Kymaros is backup-provider-agnostic by design. A pluggable adapter layer abstracts the differences between backup tools behind a common Go interface. The RestoreTest spec field spec.provider selects which adapter to use at runtime.

Adapter Interface

Every backup adapter implements the following interface:

type Adapter interface {
ListBackups(ctx context.Context) ([]Backup, error)
GetLatestBackup(ctx context.Context) (*Backup, error)
TriggerRestore(ctx context.Context, backup *Backup, namespaceMapping map[string]string) (string, error)
WaitForRestore(ctx context.Context, restoreID string) (RestoreResult, error)
CleanupRestore(ctx context.Context, restoreID string) error
}
MethodPurpose
ListBackupsReturns all available backups from the provider, pre-filtered to eligible phases
GetLatestBackupReturns the most recent eligible backup
TriggerRestoreInstructs the provider to start a restore, with namespace remapping
WaitForRestorePolls until the restore reaches a terminal state; returns result
CleanupRestoreRemoves any provider-side restore objects after validation

The namespaceMapping parameter in TriggerRestore is a map of sourceNamespace → sandboxNamespace. This is how backup data is directed into isolated sandbox namespaces rather than the original production namespaces.

Velero Adapter

Velero is the only fully implemented adapter. It targets the velero.io/v1 API and communicates with Velero's CRDs directly.

Backup Filtering

ListBackups queries all Backup objects in the Velero namespace and filters them by phase. Only backups in the following phases are returned as eligible:

Velero Backup PhaseEligible
CompletedYes
PartiallyFailedYes
InProgressNo
FailedNo
DeletingNo

Backups in PartiallyFailed are included because they often contain a usable subset of data. Whether a restore from a PartiallyFailed backup succeeds depends on which resources were captured before the failure.

Triggering a Restore

TriggerRestore creates a Velero Restore CR in the Velero namespace. The namespace mapping passed by the controller is applied directly to the spec.namespaceMapping field of the Restore object.

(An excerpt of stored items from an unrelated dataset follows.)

PR #1840, opened 2020-09-15
fix(storefront): BCTHEME-164 Fix image in modal for IE11

bc-alexsaiannyi:
@BC-tymurbiedukhin   @yurytut1993 

#### What?

This PR fixes image absence in modal for IE11. 
The issue relates to using object-fit-images package for resizing images (to fit its container) on legacy browsers like IE11. Globally, we've switched on using polyfill approach by importing all needed polyfills into `/assets/js/polyfills.js`. According to this we use Event Listener with calling **objectFitImages** function in callback if browser doesn't support object-fit/object-position style properties (see templates/components/common/polyfill-script.html). At the same time, function objectFitImages is being invoked second time in Global.js that leads to beaking a product image in modal. 
As a fix the last call has been removed from Global.js alongside object-fit-polyfill.js. objectFitImages has been imported directly in polyfills.js

#### Tickets / Documentation

- [BCTHEME-164](https://jira.bigcommerce.com/browse/BCTHEME-164)

IE11 Product Image in Modal  Fixed


assets/js/theme/global.js
```diff
@@ -36,6 +35,5 @@ export default class Global extends PageManager {
         }
         loadingProgressBar();
         svgInjector();
-        objectFitImages();
```
BC-tymurbiedukhin, line 39: Could we be sure that it wont affect any new issues, I believe in some time it was fix for another problem

bc-alexsaiannyi:
@bookernath, can you please review if removing objectFitImages call from Global won't break anything?

bookernath:
This should be fine. As long as the code is invoked globally (as part of polyfill loading) on the appropriate browsers, no issues.

bookernath (approved):

yurytut1993 (approved):

BC-tymurbiedukhin (approved):

PR #1856, opened 2020-09-29
Upload bundled .zip file on PRs for easy testing

bookernath:
After the bundle test, upload the bundled .zip for easy testing on real stores if needed.

CC @bc-as @bigcommerce/themes-team


junedkazi (approved):
LGTM but we should explore how we can directly attach it to the PR so it is easier to navigate.

bookernath:
Agreed. Let's do it in a future iteration.

PR #1857, opened 2020-09-30
fix(storefront):  BCTHEME-44 Cornerstone quick view

yurytut1993:
#### What?

This PR has fix for variant option in change modal. When there are a lot of options (to scroll appear) selection of options at the bottom cause content block shift to top on Chrome.

#### Tickets / Documentation

[Ticket](https://jira.bigcommerce.com/browse/BCTHEME-44) 

content shift bug
content_jump_bug

content shift fix
content_jump_fix


BC-tymurbiedukhin (approved):

assets/scss/components/foundation/modal/_modal.scss
```diff
@@ -1,6 +1,7 @@
 // =============================================================================
 // MODAL (CSS)
 // =============================================================================
+// Fix for content shifted to top in modal window when bottom variant option selected
```
BC-tymurbiedukhin, line 4: Could we add comment above the fix but not at the top of file?

BC-tymurbiedukhin (approved):

assets/scss/components/foundation/modal/_modal.scss
yurytut1993: Yes we can. I add the comment in such way trying to inherit style of css comments we already have? So should we?
Screenshot 2020-10-01 at 10 40 51

bc-alexsaiannyi (approved):

PR #1860, opened 2020-10-05
feat(storefront): BCTHEME-208 Add to cart notification

bc-alexsaiannyi:
#### What?

This PR adds notifications by screen reader to 'Add to Cart' buttons on PDP & PLPs. In case of PLP Status Message's text is added and can be modified via `en.json` for better UX. 

#### Tickets / Documentation

- [BCTHEME-208](https://jira.bigcommerce.com/browse/BCTHEME-208)

Add to Cart Announcement#1
Add to Cart Announcement#2
Add to Cart Announcement#4


templates/components/products/add-to-cart.html
```diff
@@ -40,8 +40,8 @@
     <p class="alertBox-column alertBox-message"></p>
 </div>
 {{#or customer (if theme_settings.restrict_to_login '!==' true)}}
-    <div class="form-action">
-        <input id="form-action-addToCart" data-wait-message="{{lang 'products.adding_to_cart'}}" class="button button--primary" type="submit"
+    <div class="form-action" role="status" aria-live="polite">
+        <input id="form-action-addToCart"   data-wait-message="{{lang 'products.adding_to_cart'}}" class="button button--primary" type="submit"
```
BC-tymurbiedukhin, line 44: Unnecessary space was added

templates/components/products/card.html
```diff
@@ -53,10 +53,13 @@
                             <a href="{{pre_order_add_to_cart_url}}" data-event-type="product-click" class="button button--small card-figcaption-button">{{lang 'products.pre_order'}}</a>
                         {{/if}}
                         {{#if add_to_cart_url }}
-                            <a href="{{add_to_cart_url}}" data-event-type="product-click" class="button button--small card-figcaption-button">{{lang 'products.add_to_cart'}}</a>
+                            <span class="addCart-wrapper">
```
BC-tymurbiedukhin, line 56: Why do we need additional span with addCart-wrapper css class?

templates/components/products/card.html
```diff
@@ -53,10 +53,13 @@
...
+                                <a href="{{add_to_cart_url}}" data-event-type="product-click" class="button button--small card-figcaption-button addCart">{{lang 'products.add_to_cart'}}</a>
```
BC-tymurbiedukhin, line 57: I believe we should use data attribute instead of css class here

templates/components/products/card.html
```diff
@@ -53,10 +53,13 @@
...
+                                <span class="product-status-message aria-description--hidden">{{lang 'category.add_cart_announcement'}}</span>
+                            </span>
                         {{/if}}
                         {{#if out_of_stock_message }}
-                            <a href="{{url}}" data-event-type="product-click" class="button button--small card-figcaption-button" data-product-id="{{id}}">{{out_of_stock_message}}</a>
+                            <a href="{{url}}" id="test-message" data-event-type="product-click" class="button button--small card-figcaption-button" data-product-id="{{id}}">{{out_of_stock_message}}</a>
```
BC-tymurbiedukhin, line 62: Why do we need to add id for this link?

templates/components/products/card.html
bc-alexsaiannyi: data-event-type="product-click" as other class names are not specifically unique for "Add to Cart" Button. As I see it by using this data attribute we will add extra event listeners that won't be in use.

templates/components/products/card.html
bc-alexsaiannyi: a glitch, will remove

templates/components/products/card.html
BC-tymurbiedukhin: I mean new data-attribute, not event-type

templates/components/products/add-to-cart.html
bc-alexsaiannyi: thanks, removed

templates/components/products/card.html
bc-alexsaiannyi: done

BC-tymurbiedukhin:
LGTM but Changelog item is needed

BC-tymurbiedukhin:
Good job, approved

BC-tymurbiedukhin (approved):

yurytut1993 (approved):

PR #1867, opened 2020-10-07
fix(storefront): BCTHEME-209 Search result not notified by screen reader

yurytut1993:
#### What?

This PR has adding status notifications for search. While user typing in search field live search is working and screen reader announce status of the search results on mobile and on desktop. Also when user getting on search page he has announcement of the search result status too.

#### Tickets / Documentation

[Ticket](https://jira.bigcommerce.com/browse/BCTHEME-209)

mobile search
mobile-search

desktop search
desktop-search

no results found
search-no-results

search page
search-page


assets/js/theme/global/quick-search.js
```diff
@@ -40,6 +40,29 @@ export default function () {
...
+                    'aria-live': 'polite',
+                });
+            } else {
+                const $quickSearchAriaMessage = $quickSearchResultsCurrent.closest('nav').find('[data-search-aria-message]');
+                $quickSearchAriaMessage.addClass('u-hidden');
+
+                const predefinedText = $quickSearchAriaMessage.data('search-aria-message-predefined-text');
+                const itemsFoundCount = $quickSearchResultsCurrent.find('.product').length;
+
+                $quickSearchAriaMessage.html('').html(`
```
bc-alexsaiannyi, line 58: what is the purpose of using html method twice?

yurytut1993: I need to clear previous search result message before adding the new one

bc-alexsaiannyi: Does  previous content won't be [completely replaced](https://api.jquery.com/html/) by the new one from `.html(${itemsFoundCount} ${predefinedText} ${searchQuery})` ?

yurytut1993: yes it is correct html() deleting previous content by default. removed. thanks!

bc-alexsaiannyi (approved):

templates/components/common/navigation.html
```diff
@@ -105,4 +105,5 @@
     <div class="dropdown dropdown--quickSearch" id="quickSearch" aria-hidden="true" tabindex="-1" data-prevent-quick-search-close>
         {{> components/common/quick-search name='nav-quick-search'}}
     </div>
+    {{> components/search/quick-results-aria-message }}
```
BC-tymurbiedukhin, line 108: Could we move this to quick-search file?

templates/components/common/navigation-menu.html
```diff
@@ -210,4 +210,5 @@
             </li>
         {{/if}}
     </ul>
+    {{> components/search/quick-results-aria-message }}
```
BC-tymurbiedukhin, line 213: Could we move this to quick-search file?

assets/js/theme/search.js
```diff
@@ -201,6 +201,10 @@ export default class Search extends CatalogPage {
                 $searchForm.append(input);
             }
         });
+
+        setTimeout(() => {
+            $('[data-search-aria-message]').removeClass('u-hidden');
+        }, 100);
```
BC-tymurbiedukhin, line 207: Why do we need to remove u-hidden class after timeout? Could we just remove u-hidden class from quickSearchResultsAriaMessage element?

templates/components/search/quick-results-aria-message.html
```diff
@@ -0,0 +1,6 @@
+<p role="status"
+   aria-live="polite"
+   class="aria-description--hidden"
+   data-search-aria-message
+   data-search-aria-message-predefined-text="{{{lang 'search.results.quick_count_live'}}}"
+></p>
```
BC-tymurbiedukhin, line 6: If we move this partial to quick-search we don't need to create separate file for it

assets/js/theme/global/quick-search.js
```diff
@@ -40,6 +40,27 @@ export default function () {
...
+                    'aria-live': 'polite',
+                });
+            } else {
+                const $quickSearchAriaMessage = $quickSearchResultsCurrent.closest('nav').find('[data-search-aria-message]');
+                $quickSearchAriaMessage.addClass('u-hidden');
+
+                const predefinedText = $quickSearchAriaMessage.data('search-aria-message-predefined-text');
+                const itemsFoundCount = $quickSearchResultsCurrent.find('.product').length;
+
+                $quickSearchAriaMessage.html(`${itemsFoundCount} ${predefinedText} ${searchQuery}`);
```
BC-tymurbiedukhin, line 58: Could we use text here instead of html?

yurytut1993: changed

templates/components/common/navigation.html
yurytut1993: When input in focus, browser determines its wrapper as group, and reading all its content including search notification text

templates/components/common/navigation-menu.html
yurytut1993: When input in focus, browser determines its wrapper as group, and reading all its content including search notification text

assets/js/theme/search.js
yurytut1993: We need to update this block after every search request for notification to be read by screen reader. . So firstly we need to hide block and then show it. setTimeout will help to reinit notification node and it will be announced. Timeout in debounce, so it will not affect performance

templates/components/search/quick-results-aria-message.html
yurytut1993: When input in focus, browser determines its wrapper as group, and reading all its content including search notification text. So I created this file to import it in two separate navigations

BC-tymurbiedukhin:
A way better, thank you

BC-tymurbiedukhin (approved):

yurytut1993:
> A way better, thank you

As we figured out, tabindex=-1 defined element as a group and because of that screen reader was announcing all content in search input block when input filed is in focus, which is incorrect. So in that ticket we not only added search result notification but also updated search field announcement then its in focus
Thank you for great review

This causes Velero to redirect resources into the sandbox namespaces during restore execution.

# Example Restore CR created by the Velero adapter
apiVersion: velero.io/v1
kind: Restore
metadata:
generateName: kymaros-payments-nightly-
namespace: velero
spec:
backupName: payments-2026-04-01-02-00-00
namespaceMapping:
payments: kymaros-payments-nightly-a3f8k2

Polling Restore Status

WaitForRestore polls the created Restore CR every 5 seconds until it reaches a terminal phase. The poll loop returns when:

  • Phase is Completed — restore succeeded.
  • Phase is PartiallyFailed — restore completed with some failures; treated as a partial success.
  • Phase is Failed — restore failed; RestoreSucceeded will be false at Level 1.

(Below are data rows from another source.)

PR #1910, opened 2020-11-20
fix(storefront): BCTHEME-85 “Sort by” dropdown selection not reflected on search results page for News and Information tab

yurytut1993:
#### What?

This PR has fix for search page sorting. It has fix for both product sorting and content sorting.
Two hidden inputs were added to control search query and active tab of the search page (product or content)
Form submits from stencil utils.
sort-by-submit

#### Tickets / Documentation

[BCTHEME-85](https://jira.bigcommerce.com/browse/BCTHEME-85)

bug on products or content request after submitting sort form looks the same, because sending request from content tab will reload page on content tab
bug-after-sortby-product-and-content
fix product
fix-sortby-product
fix content
fix-sortby-content

### DIFF
--- a/assets/js/theme/search.js
+++ b/assets/js/theme/search.js
@@ -132,8 +132,37 @@ export default class Search extends CatalogPage {
         $($tabsCollection.get(nextTabIdx)).focus().trigger('click');
     }
 
+    getUrlParameter(queryParam) {
+        const regex = new RegExp(`[\\?&]${queryParam}=([^&#]*)`);
+        const results = regex.exec(window.location.search);
+        return results === null ? '' : decodeURIComponent(results[1].replace(/\+/g, ' '));
+    }
+
+    setupSortByQuerySearchParam() {
+        const searchQuery = this.getUrlParameter('search_query');
+
+        if (searchQuery.length === 0) return;
+
+        const $baseInput = $('<input/>').attr('type', 'hidden');
+
+        $('[data-sort-by]').each((idx, form) => {
+            const $form = $(form);
+            $form.append(
+                $baseInput.clone().attr({
+                    name: 'search_query',
+                    value: searchQuery,
+                }),
+                $baseInput.clone().attr({
+                    name: 'section',
+                    value: $form.data('sort-by'),
+                }),
+            );
+        });
+    }
+
     onReady() {
         compareProducts(this.context.urls);
+        this.setupSortByQuerySearchParam();
 
         const $searchForm = $('[data-advanced-search-form]');
         const $categoryTreeContainer = $searchForm.find('[data-search-category-tree]');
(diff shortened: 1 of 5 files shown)


assets/js/theme/search.js
```diff
@@ -132,8 +132,43 @@ export default class Search extends CatalogPage {
...
+
+    setupSortByQuerySearchParam() {
+        const searchQuery = this.getUrlParameter('search_query');
+
+        if (searchQuery.length === 0) return;
+
+        const $baseInput = $('<input/>')
+            .attr({
+                type: 'text',
+                class: 'aria-description--hidden',
```
BC-tymurbiedukhin, line 150: I believe it's not semantic to use aria-description--hidden class here

assets/js/theme/search.js
```diff
@@ -132,8 +132,43 @@ export default class Search extends CatalogPage {
         $($tabsCollection.get(nextTabIdx)).focus().trigger('click');
     }
 
+    getUrlParameter(queryParam) {
+        const queryParamKey = queryParam.replace(/[\[]/, '\\[').replace(/[\]]/, '\\]');
```
BC-tymurbiedukhin, line 136: Why do we need to do this if you are passing 'search_query' string?

BC-tymurbiedukhin (commented):
Did you check your fix for mobile?

yurytut1993:
> Did you check your fix for mobile?

yes, it works. Do we have any reasons it can work on desktop but do not work on mobile?

assets/js/theme/search.js
yurytut1993: Maybe we can try use input with type hidden here instead

assets/js/theme/search.js
yurytut1993: This non absolutely necessary in this case. It was made for sterling realisation of such type of function

BC-tymurbiedukhin: For now I believe we should not add it, in case of reusing this function, is should be moved to utils and updated

assets/js/theme/search.js
```diff
@@ -132,8 +132,41 @@ export default class Search extends CatalogPage {
...
+
+    setupSortByQuerySearchParam() {
+        const searchQuery = this.getUrlParameter('search_query');
+
+        if (searchQuery.length === 0) return;
+
+        const $baseInput = $('<input/>')
+            .attr({
+                type: 'hidden',
+            });
```
BC-tymurbiedukhin, line 150: Could we use string literal instead of obj here?

yurytut1993: yeap, now it is possible

BC-tymurbiedukhin (approved):
LGTM

bc-alexsaiannyi (approved):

The 5-second poll interval inside WaitForRestore is the adapter-internal polling rate. At the controller level, the overall reconcile loop requeues every 30 seconds during PhaseRunning to check whether the restore has reached a terminal state.

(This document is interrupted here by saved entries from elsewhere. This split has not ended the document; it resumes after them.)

PR #1911, opened 2020-11-23
fix(storefront): BCTHEME-11 hide product options that are out of stock on cart

bc-alexsaiannyi:
#### What?

This PR fixes an issue with showing product options that are out of stock on Cart Page while hiding them on Product Page. The issue was caused that on Cart Product attributes weren't updated. It was addressed by initiating **ProductDetails Class** on  editing Cart Options via `cartEditOptions` method. It using `updateProductAttributes` method for handle this case.

`productAttributes.optionChange` method from stencil-utils requires productId as its first param. Using itemId instead leads to sending request with undefined and received empty response (the scree's attached). Therefore it was also changed on productId. 

And selector  for `$changedOption`  has been replaced from currentTarget on event.target.Since first one returns us modal instead of option and leads to missing elements afterwards. 

#### Tickets / Documentation

- [BCTHEME-11](https://jira.bigcommerce.com/browse/BCTHEME-11)

#### Screenshots are attached, video is zipped(if appropriate)

[BCTHEME-11.Video4.mov.zip](https://github.com/bigcommerce/cornerstone/files/5581783/BCTHEME-11.Video4.mov.zip)

BCTHEME-11 Control Panel Product
BCTHEME-11  Product options  PDP

BCTHEME-11 Product Options  Cart

### DIFF
--- a/assets/js/theme/cart.js
+++ b/assets/js/theme/cart.js
@@ -1,13 +1,15 @@
 import PageManager from './page-manager';
-import _ from 'lodash';
+import { bind, debounce } from 'lodash';
 import giftCertCheck from './common/gift-certificate-validator';
 import utils from '@bigcommerce/stencil-utils';
 import ShippingEstimator from './cart/shipping-estimator';
 import { defaultModal, modalTypes } from './global/modal';
 import swal from './global/sweet-alert';
+import CartItemDetails from './common/cart-item-details';
 
 export default class Cart extends PageManager {
     onReady() {
+        this.$modal = null;
         this.$cartContent = $('[data-cart-content]');
         this.$cartMessages = $('[data-cart-status]');
         this.$cartTotals = $('[data-cart-totals]');
@@ -125,16 +127,28 @@ export default class Cart extends PageManager {
         });
     }
 
-    cartEditOptions(itemId) {
+    cartEditOptions(itemId, productId) {
+        const context = { productForChangeId: productId, ...this.context };
         const modal = defaultModal();
+
+        if (this.$modal === null) {
+            this.$modal = $('#modal');
+        }
+
         const options = {
             template: 'cart/modals/configure-product',
         };
 
         modal.open();
+        this.$modal.find('.modal-content').addClass('hide-content');
 
         utils.api.productAttributes.configureInCart(itemId, options, (err, response) => {
             modal.updateContent(response.content);
+            const $productOptionsContainer = $('[data-product-attributes-wrapper]', this.$modal);
+            const modalBodyReservedHeight = $productOptionsContainer.outerHeight();
+            $productOptionsContainer.css('height', modalBodyReservedHeight);
+
+            this.productDetails = new CartItemDetails(this.$modal, context);
 
             this.bindGiftWrappingForm();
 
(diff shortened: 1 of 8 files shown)


assets/js/theme/common/product-page-details.js
```diff
@@ -1,51 +1,27 @@
...
-    DATE: 'date',
-    SET_SELECT: 'set-select',
-    SET_RECTANGLE: 'set-rectangle',
-    SET_RADIO: 'set-radio',
-    SWATCH: 'swatch',
-    PRODUCT_LIST: 'product-list',
-};
-
-export default class ProductDetails {
+export default class ProductPageDetails extends ProductDetailsBase {
```
yurytut1993, line 11: I think we should not attach class name to the Page, because generally product details can appear on any page

assets/js/theme/cart.js
```diff
@@ -125,30 +131,35 @@ export default class Cart extends PageManager {
...
         modal.open();
+        $('#modal').find('.modal-content').addClass('hide-content');
 
         utils.api.productAttributes.configureInCart(itemId, options, (err, response) => {
             modal.updateContent(response.content);
+            const $productOptionsContainer = $('[data-product-attributes-wrapper]', $('#modal'));
+            const modalBodyReservedHeight = $productOptionsContainer.outerHeight();
+            $productOptionsContainer.css('height', modalBodyReservedHeight);
+
+            this.productDetails = new CartItemDetails($('#modal'), context);
```
yurytut1993, line 150: in cartEditOptions we are catching modal several times by selector. Can we catch it once and then reuse?

bc-alexsaiannyi: good point. thanks

assets/js/theme/common/product-page-details.js
bc-alexsaiannyi: agree

assets/js/theme/cart.js
```diff
@@ -1,20 +1,27 @@
...
         this.$cartTotals = $('[data-cart-totals]');
+        this.timer = null;
         this.$overlay = $('[data-cart] .loadingOverlay')
             .hide(); // TODO: temporary until roper pulls in his cart components
 
         this.bindEvents();
+
+        $(window).on('beforeunload', () => {
+            clearTimeout(this.timer);
+        });
```
BC-tymurbiedukhin, line 24: Do we need this timer now?

assets/js/theme/common/product-details-base.js
```diff
@@ -0,0 +1,396 @@
...
+    TEXTAREA: 'textarea',
+    DATE: 'date',
+    SET_SELECT: 'set-select',
+    SET_RECTANGLE: 'set-rectangle',
+    SET_RADIO: 'set-radio',
+    SWATCH: 'swatch',
+    PRODUCT_LIST: 'product-list',
+};
+
+export function optionChangeDecorator(condition) {
```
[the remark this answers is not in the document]
bc-alexsaiannyi: done

assets/js/theme/common/cart-item-details.js
```diff
@@ -0,0 +1,143 @@
...
+    }
+
+    /**
+     * Hide or mark as unavailable out of stock attributes if enabled
+     * @param  {Object} data Product attribute data
+     */
+    updateProductAttributes(data) {
+        super.updateProductAttributes(data);
+
+        this.$scope.find('.modal-content').removeClass('hide-content');
```
BC-tymurbiedukhin, line 141: Could we add it after line 29 in view like:
`if (this.$scope.find('.modal-content').contains('hide-content')) { 
    this.$scope.find('.modal-content').removeClass('hide-content')
}`

assets/js/theme/cart.js
bc-alexsaiannyi: sorry for that, removed.

assets/js/theme/common/cart-item-details.js
bc-alexsaiannyi: Not exactly. `updateProductAttributes` can be done asynchronously via optionChange,  optionChangeCallback also uses this method inside. If we place your this code below line 29 Product Attributes can be not updated yet and content  will have unwanted attributes. Therefore it's better to keep this line within `updateProductAttributes`.

BC-tymurbiedukhin (approved):
LGTM

yurytut1993 (approved):

PR #1917, opened 2020-11-30
fix(storefront): BCTHEME-313 Parse HTML entities in jsContext

bdav87:
#### What?
This change introduces a utility function to Cornerstone that parses strings with HTML entities safely.

When https://github.com/bigcommerce/paper-handlebars/pull/110 and https://github.com/bigcommerce/paper/pull/215 are deployed, all strings injected into jsContext will have unsafe characters escaped to prevent XSS. This means any string pulled directly from jsContext and surfaced to the storefront user will display HTML entities if it has escaped characters. 

There are values that can be controlled exclusively by the merchant/developer that should be parsed so that they're rendered correctly.

The product review modal is one example; it uses injected strings that are managed from the lang files. Since the strings include escaped single quotes, HTML entities will be displayed to the storefront user unless you parse the string.

#### Tickets / Documentation

- [BCTHEME-313](https://jira.bigcommerce.com/browse/BCTHEME-313)
- [List of escaped characters](https://handlebarsjs.com/api-reference/utilities.html#handlebars-escapeexpression-string)

Before:
image

After:
image

### DIFF
--- a/assets/js/theme/common/utils/safe-string.js
+++ b/assets/js/theme/common/utils/safe-string.js
@@ -1,0 +1,9 @@
+/**
+ * This function parses HTML entities in strings
+ * @param str: String
+ * @returns String
+*/
+export const safeString = (str) => {
+    const d = new DOMParser();
+    return d.parseFromString(str, 'text/html').body.textContent;
+};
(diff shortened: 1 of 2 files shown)


BC-tymurbiedukhin (approved):
LGTM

Handling PartiallyFailed Restores

A Velero restore in PartiallyFailed phase is treated as a partial success by the adapter. The restore result is returned without a hard error, and subsequent validation levels (Completeness, Pod Startup, Health Checks) determine the actual score. This design choice reflects the practical reality that many production backups are in PartiallyFailed state due to cluster-scoped resources the backup user lacks permission to backup, while all namespace-scoped data is intact.

Cleanup

CleanupRestore deletes the Velero Restore CR after validation completes. This prevents accumulation of restore objects in the Velero namespace over time. Cleanup is called by the controller as part of the scoreAndReport flow, after sandbox namespaces have been deleted.

Provider Support Status

ProviderStatusNotes
VeleroImplementedFull support: list, restore, poll, cleanup
Kasten K10PlannedFactory returns error for unsupported provider
TrilioVaultPlannedFactory returns error for unsupported provider

Kasten and TrilioVault are recognized provider names in the RestoreTest spec, but attempting to use them will result in an error during the PhaseRunning transition: the adapter factory returns an explicit unsupported provider error, which causes the RestoreTest to transition to PhaseFailed with a descriptive status message.

Adding a New Adapter

To integrate a new backup provider, implement the Adapter interface and register it in the adapter factory. The factory selects the implementation based on spec.provider. No changes to the controller or scoring logic are required; the adapter boundary is the only integration point.